The second series of £1 coin designs, by Norman Sillman used heraldic emblems to represent the United Kingdom and its four constituent countries. 

From left to right, the series includes the Scottish Lion Rampant (1994), Welsh Dragon Passant (1995 & 2000), Northern Ireland Celtic Cross (1996 & 2001), and English Three Lions (1997, 2002).

The Scottish Lion Rampant has the lowest mintage in this series of £1 coins, with 29,752,525 entering circulation.


Bridges Series

The third series of £1 coin designs depicts bridges from each of the four constituent countries in the United Kingdom.

These coins were designed by Edwina Ellis (who later went on to design the incredibly popular 2019 Stephen Hawking 50p!) Pictured left to right, this series included the Scottish Forth Railway Bridge (2004), the Welsh Menai Bridge (2005), the Northern Ireland Egyptian Railway (2006), and the English Millennium Bridge (2007).

The English Millennium Bridge round pound has the lowest mintage of this series, with 26,180,160 entering circulation.

Royal Arms Shield

Royal Arms Shield

In 2008 a new reverse design for the £1 was issued featuring the Royal Shield of Arms – designed by Matthew Dent.

The edge inscription in Latin reads DECUS ET TUTAMEN which translates as; An Ornament and a Safeguard. This dates back to the first machine struck coins minted in 1662 and refers to the inscription itself which was intended to prevent people scraping valuable metal off the edge of the coin – a process known as ‘clipping’.

This coin was issued for eight consecutive years from its introduction in 2008.

This coin has a circulating mintage of 311,663,630.

Capital Cities

Capital Cities Series

The fourth series of £1 coins used the capital cities of the four constituent countries as the basis of the reverse design.

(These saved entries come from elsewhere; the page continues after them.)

PR #2170, opened 2026-08-24
fix(comm): report mark-read outcome status

### LINKED ISSUE #1888: comm.mark_read: success envelope masks per-id failures (marked_count:0 under lock contention reads as success)
Observed 2026-08-10 during database-is-locked contention: `comm.mark_read` returned an envelope of `ok:true` / `status:success` while the payload carried `marked_count: 0, failed_count: 2`. A consumer reading only the envelope records unread messages as read; the actual verdict lives in the payload counts, so the envelope misleads by omission.

Either the envelope should reflect payload-level failure (failed_count > 0 fails the op, consistent with how `--strict` treats partial batch failure), or the verb documentation should state explicitly that the envelope is transport-only and consumers must read `marked_count`/`failed_count`. The first option is safer: mark-read is a state claim, and a claim that silently covers zero rows invites exactly this misread under contention, which is when it matters most.

### LINKED ISSUE #1939: comm.read reports ok:true while the mark-read write failed (mark_error present, read still false)
Measured on a live store under writer contention.

A `comm.read` call returned `"ok": true` while the same result carried `"mark_error": "pool failure during writer_task_begin: database is locked"` and `"read": false` in properties. The operation's envelope claims success; the state change it exists to perform did not land.

A caller checking `ok` believes the message was marked read. Only a caller who inspects `properties.read` (or notices `mark_error`) learns otherwise, and nothing in the envelope signals they should look.

Expected: `ok` must be false when the mark write fails — the presence of `mark_error` and a success envelope in one result is a contradiction. If a read-without-mark result is intentionally useful, it needs a distinct, explicit degraded shape rather than a success code.

Related context: the failure window coincided with `database is locked` at `BEGIN IMMEDIATE` on other write verbs, so the underlying lock is a known contention class; this issue is about the success reporting, which is wrong regardless of why the write failed.

ohdearquant:
## Summary

- add explicit `success` / `failed` status to each mark-read result
- classify bulk outcomes as `success`, `partial`, or `failed` from their aggregate counts
- document the result statuses in comm discovery and user guidance

## Verification

- `lock_contention_reports_failed_mark_read_statuses` holds a real SQLite writer lock and verifies honest singleton and zero-mark bulk failure results
- `bulk_read_response_reports_success_partial_and_failed_statuses` covers all aggregate status states
- `cargo fmt --all`
- `cargo clippy -p khive-pack-comm --all-targets -- -D warnings`
- `cargo test -p khive-pack-comm` (371 passed)

Fixes #1939
Fixes #1888


ohdearquant:
Reviewed at head `bf07f6923eb2cd70341aadde9e012c1f06dce2c4`. This is a genuine honesty fix and most of
it is careful. One structural point is worth addressing before it lands, because it undercuts the
field being added.

## The aggregate ignores the per-result `status` it just introduced

`bulk_read_response` derives its counts from `read`, not from `status`:

```rust
let marked_count = results
    .iter()
    .filter(|result| result["read"].as_bool() == Some(true))
    .count();
```

So the response now carries two independent representations of the same outcome — a per-result
`status` written by each producer, and an aggregate computed from `read` — with nothing tying them
together. A producer that sets one without the other, or sets them inconsistently, yields a response
that contradicts itself, and every count in it will be wrong in a way that reads as authoritative.

The new test demonstrates the gap rather than closing it:

```rust
outcomes.iter().map(|read| json!({ "read": read })).collect()
```

Those fixtures have **no `status` field at all**, and the aggregate still produces success / partial /
failed. That only works because the aggregate does not consult the field this PR exists to add. A
fixture that omits the new field cannot detect a producer that gets the new field wrong.

Deriving `marked_count` from `status == "success"` makes the per-result field the single source of
truth and the aggregate a function of it, which is what the docs now describe. If `read` should stay
authoritative instead, then assert the two agree — but pick one, because right now the field is
decorative at the aggregate level.

Related: the fixture shape is not production-shaped. Real results carry `id`, `full_id`, `status`,
`read` and `properties`; `{"read": bool}` is a shape no producer emits.

## The same honesty standard, one line up

Both the singleton and atomic paths synthesize properties when the read-back fails:

```rust
_ => {
    let mut fallback = orig_props.clone().unwrap_or_else(|| json!({}));
    fallback["read"] = json!(true);
    fallback
}
```

That `_` arm catches `Ok(None)` — the note no longer exists — and `Err(_)` — the read failed —
identically, fabricates `read: true`, and the row goes out as `status: "success"` with properties
indistinguishable from ones actually read back.

To be fair on provenance: this is pre-existing, and the diff only adds the adjacent `status` line, so
it is not a regression. But it is the same question this PR is answering, in the same function. The
write genuinely succeeded, so `status: "success"` is defensible — what is not visible anywhere is that
the *properties* are synthesized. A degradation marker on that arm, and splitting the vanished-note
case from the read-failed case, would make the response say what it knows. The existing comment at the
site shows the fabrication is deliberate, so this is about disclosing it, not removing it.

## Checked and sound

- **Empty `ids` is rejected** by `validate_bulk_read_targets`, which closes what would otherwise be a
  nasty trap: with an empty `results`, `failed_count` is `0 - 0 = 0` and the status expression would
  return `"success"` for a call that marked nothing. Unreachable as written — worth keeping a test on,
  since the guard and the status expression are in different functions and only their combination is
  safe.
- **No requested id can silently vanish from the accounting.** `validate_read_target` is called with
  `?`, so an invalid id fails the whole call rather than being dropped, which means
  `unique_count` differs from `requested_count` only by deduplication.
- **The atomic path cannot claim success on a failed commit.** `patch_note_property_atomic(...).await?`
  precedes the loop that emits `status: "success"`, so the hardcoded value is only reachable after the
  patch committed.
- **No asymmetric field presence.** The best-effort success arm pushes `mark_read_target`'s value,
  which returns `read_response`, and all three of its arms (`Ok(true)`, `Ok(false)`, `Err`) now carry
  `status`. Successful and failed rows have the same shape.
- **The lock-contention test injects a real failure** — holding an actual SQLite writer lock rather
  than mocking the error — which is the right way to test this.

## Minor

`vocab.rs` now says "Best-effort responses carry status=success|partial|failed; atomic=true provides
all-or-nothing mutation." The atomic path also returns through `bulk_read_response` and therefore also
carries an aggregate `status` (always `success`, since every row it builds is `read: true`). Worth
saying so, otherwise a caller may branch on the field's presence to detect which mode ran.

named, and the verification list in the description was not relied on.

ohdearquant:
Requesting changes, but the gap here is a contract that was never written down rather
than a coding mistake, and I think the fix is smaller than it looks.

## What the code does today

`handle_read`'s storage-error arm returns a JSON value, not an `Err`:

```rust
Err(e) => {
    json!({ "status": "failed", "read": false, "mark_error": e.to_string(), ... })
}
```

and the MCP dispatcher writes `map.insert("ok".to_string(), Value::Bool(true))`
unconditionally for any registry `Ok`. So under writer contention the public surface
returns `{"ok": true, "result": {"status": "failed", "read": false, "mark_error": ...}}`.

That is the shape #1939 and #1888 call a contradiction: an envelope that says success
wrapping a payload that says the mark did not happen.

## Why I don't think the code is wrong

There is already a precedent in this repo for exactly this shape, ratified rather than
patched. A few lines above the `ok` insertion:

```rust
// ADR-130 §1: `status` is present on every successful search envelope
// (complete or partial); absent for every other verb.
```

Search degrades by staying `ok: true` and carrying a status the caller branches on. That
is a deliberate design, not an oversight, and a failed best-effort read mark is the same
category of event: the operation was attempted, the outcome is knowable, and the caller
needs to distinguish "did not happen" from "call failed".

So the useful question is not "should this be `ok: false`" but "which contract is comm
under, and where is that written".

## What is actually missing

`docs/adr/ADR-040-communication-and-schedule-packs.md:695` still states that the
degraded-mark amendment changes no `comm.read` response field, and the arms defined at
`:697`-`702` do not include `status`. This PR adds `status` in the handler and advertises
it in `vocab.rs`. No ADR file is touched by the diff.

That leaves the normative contract contradicting the shipped shape, which is the part
that will bite a downstream client.

The change I would want, and it resolves both halves at once: amend ADR-040 to define the
degraded arm — `status`, `read`, `mark_error`, and the bulk `marked_count`/`failed_count`
— and to state explicitly that the outer `ok` stays `true` for a degraded mark, with
consumers required to branch on the payload. That converts the envelope behaviour from an
undocumented contradiction into a documented contract, and it is consistent with how the
search degradation was handled.

Worth noting so it doesn't cause a detour: ADR-130's `status` is an *envelope* field
reserved to search, while the `status` here is inside `result`. They do not collide, and
nothing about the envelope needs to change.

## One test gap regardless of which way the contract goes

`crates/khive-pack-comm/tests/mark_read_failure_status.rs` drives the raw `VerbRegistry`
and asserts `single["status"]`, `single["read"]`, `bulk["status"]`, `marked_count` and
`failed_count`. It never asserts the outer `ok` field, so it cannot observe the behaviour
that the issues are actually about, and it would keep passing if the envelope changed in
either direction.

Whichever contract is chosen, this needs a wire-level assertion that pins `ok` to the
chosen value. That is the property under discussion, so it should be the property the
test holds down.

ohdearquant:
The reframe is right and the assertion requirement from the earlier pass is now met. One thing
still outstanding before this can land.

## The wire-level assertion requirement is satisfied

`crates/khive-pack-comm/tests/mark_read_failure_status.rs` asserts through the verb surface
rather than on the handler’s return types — it dispatches `comm.read` and `comm.mark_read` and checks
the returned JSON directly:

- `single["status"] == "failed"`, `single["read"] == false`, and `mark_error` populated
- `bulk["status"] == "failed"`, `bulk["marked_count"] == 0`, `bulk["failed_count"] == 2`
- every element of `bulk["results"]` carrying `status == "failed"` and `read == false`

That is the right level. A caller reading these fields is the thing the change exists to serve,
and the test now fails if the wire shape regresses even when the Rust types still compile.

## Outstanding: the documented contract has not been updated

This changes `comm.mark_read`'s response contract by adding `status`, `marked_count`,
`failed_count`, `mark_error`, and per-element `results[].status`. The contract document that
specifies this verb —
`docs/adr/ADR-040-communication-and-schedule-packs.md` — still describes `comm.mark_read` only
as:

> Default best-effort behavior matches `comm.read(ids=...)`; `atomic=true` commits every unique
> mark in one transaction or none.

There is no outcome-status shape in that description, so a reader working from the contract will
not know these fields exist or what they promise. The diff currently touches the pack README,
the message-lifecycle API doc, and the guide, but not the document that is authoritative for
this verb's contract.

What the amendment needs to state, because these are the questions a caller will actually have:

1. The exact field set on both the single and bulk paths, and which are always present versus
   conditional.
2. Whether `status` is per-request or per-element, and how the two relate when they disagree —
   the tests pin a case where the bulk status is `failed` while individual results are also
   `failed`, but not the mixed case.
3. Whether a partial success is `failed`, or a third value, and how that interacts with the
   existing `atomic=true` all-or-nothing guarantee, which is the sentence being extended.
4. Whether `mark_error` is caller-facing text with a stable shape or a diagnostic string, since
   the difference decides whether anyone may match on it.

Point 3 is the one worth settling first: `atomic=true` currently promises "every unique mark in
one transaction or none", and an outcome-status field only carries information for the
best-effort path. Whether the new fields are meaningful under `atomic=true` should be stated
rather than inferred.

Holding here until the contract document carries this, since the code and the document would
otherwise disagree about a verb that already ships.

ohdearquant (commented):

Verdict on head bf07f6923eb2cd70341aadde9e012c1f06dce2c4: REQUEST-CHANGES, 1 blocking finding. Finding details are delivered to the review's recipients rather than posted here. Do not merge this head while blocking findings are outstanding; a pipeline comment on a newer head supersedes this one.

ohdearquant (commented):

oceanwaves630 (approved):
Approved at 5fb8b3c5.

They were designed by Stuart Devlin, who was also the Goldsmith and Jeweller to the Queen!

The designs of these coins (pictured left to right) feature Belfast City (2010), London City (2010), Cardiff City (2011) and Edinburgh City (2011).

These round pounds have lower mintages than any previous series, with the Edinburgh City £1 having a circulating mintage of JUST 935,000! The Cardiff City £1 is close behind with a mintage of 1,615,000.

Floral Emblem Pairs

Floral Emblem Pairs Series

The fifth series of £1 coin designs uses pairs of floral emblems, designed by Timothy Noad to represent the United Kingdom and its four constituent countries.

The coins in this series featured designs of (pictured left to right) English Rose and Oak Branch (2013), Welsh Daffodil and Leek (2013), Scottish Thistle and Bluebell (2014), and Northern Ireland Flax and Shamrock (2014).

The coin in this series with the lowest mintage is the Scottish Thistle and Bluebell, with 5,185,000 entering circulation.

The Floral Emblem Pairs were to be the last round pound series, with the final two round pounds being issued independent of each other.

2015 Royal Coat of Arms

2015 Royal Coat of Arms

In 2015 the Royal Mint revealed a new design for the Royal Arms £1 coin.

Timothy Noad’s contemporary adaptation of the traditional Royal Arms design is one of last commemorative designs to feature on the pound coin, as the newly shaped coin entered circulation in 2017.

This coin has a circulating mintage of 129,616,985.

2016 The Last Round Pound

2016 The Last Round Pound

This 2016 £1 coin is the final ‘round pound’ issued by the Royal Mint, calling time on a coin which was first issued more than thirty years ago.

The reverse design features the animals that represent each of the four constituent UK countries and was designed by Gregory Cameron.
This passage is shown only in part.